PR #1598, opened 2025-08-20
1596 navigating between projects does not update share modal image

mhgbrown:
This PR also reverts changes to actions referencing an old PR environment and adds `ECOSYSTEM_` env vars for the action of `check.yml`.


efstajas (approved):
LGTM, before merging can you run headless tests (with EVENT_PROCESSOR_BRANCH=ecosystems) locally for good measure?

PR #2204, opened 2023-02-13
feat(minikube): add minikube support for makefile

lpegoraro:
After a few issues with kind, I tried this yesterday at my pc, and worked better than kind.
I even tried using the new "skaffold" but didn't manage to work it out.
This didn't had the same issues that kind had, but faced a different issue about permissions that I believe is soon to be resolved.


etaques (approved):
LGTM

PR #2206, opened 2023-02-14
fix(redis): fixing how maestro and sinker handles errors in reading and handling event errors

lpegoraro:


etaques (approved):
LGTM

PR #2213, opened 2023-02-15
[ORB-673] Set default path for orb-agent.db

etaques:
This PR set the default path for orb-agent.db to /opt/orb/
image


lpegoraro (approved):
LGTM

PR #2222, opened 2023-02-16
 [FIX] set last activity on redis if sink already is active

etaques:
This PR set last activity on redis if sink already is active


lpegoraro (approved):
LGTM

PR #2223, opened 2023-02-16
Add otlp receiver v0.62 to orb agent

leoparente:


lpegoraro (approved):
LGTM

cmd/agent/main.go
```diff
@@ -146,6 +147,7 @@ func mergeOrError(path string) {
 	v.SetDefault("orb.db.file", "./orb-agent.db")
 	v.SetDefault("orb.tls.verify", true)
 	v.SetDefault("orb.otel.enable", false)
+	v.SetDefault("orb.otel.type", "prometheus")
```
weyrick, line 149: "type" is too generic, please make this "receiver_type" or similar. we do plan to deprecate this essentially immediately, right?

agent/backend/pktvisor/pktvisor.go
```diff
@@ -73,6 +78,7 @@ type pktvisorBackend struct {
 
 	// OpenTelemetry management
 	scrapeOtel bool
+	otelType   string
```
weyrick, line 81: otelReceiverType

agent/backend/pktvisor/scrape.go
```diff
@@ -156,9 +157,78 @@ func (p *pktvisorBackend) scrapeDefault() error {
 	return nil
 }
 
+func (p *pktvisorBackend) scrapeOtlp() {
+	policyID := "__all"
+	exeCtx, execCancelF := context.WithCancel(p.ctx)
+	exeCtx = context.WithValue(exeCtx, "policy_name", policyID)
```
weyrick, line 163: shouldn't this be a name, not ID? also elsewhere it looks like the policy name is just "policy", not "policy_name" so let's make sure we are consistent

agent/backend/pktvisor/scrape.go
```diff
@@ -156,9 +157,78 @@ func (p *pktvisorBackend) scrapeDefault() error {
 	return nil
 }
 
+func (p *pktvisorBackend) scrapeOtlp() {
```
weyrick, line 160: this opens up a port as a server, right? let's not call it "scrape" which implies that this will connect outwards, which it won't. maybe 'receiveOtlp'

agent/backend/pktvisor/scrape.go
```diff
@@ -156,9 +157,78 @@ func (p *pktvisorBackend) scrapeDefault() error {
...
+		count := 0
+		for {
+			if p.mqttClient != nil {
+				p.exporter[policyID], err = p.createOtlpMqttExporter(exeCtx, execCancelF)
+				if err != nil {
+					p.logger.Error("failed to create a exporter", zap.Error(err))
+					return
+				}
+				pFactory := otlpreceiver.NewFactory()
+				cfg := pFactory.CreateDefaultConfig()
```
weyrick, line 178: I think at least eventually we may need to be able to configure e.g. the port and path, perhaps not in this PR

weyrick (changes requested):

cmd/agent/main.go
leoparente: done. and you are right

agent/backend/pktvisor/scrape.go
leoparente: i change this. but kept policy_name to keep compatibility with current otel implementation. once we get this fully tested we can remove current otel code and rename it

agent/backend/pktvisor/scrape.go
leoparente: yes, you are right. done

agent/backend/pktvisor/scrape.go
leoparente: Agreed. I've created a issue for that: https://linear.app/netboxlabs/issue/ORB-709

weyrick (approved):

----

> TASK PROMPT:
What is needed is each line from the records with the word "string" in it.

> REPLY TO THE EXERCISE:
@@ -146,6 +147,7 @@ func mergeOrError(path string) {
+	otelType   string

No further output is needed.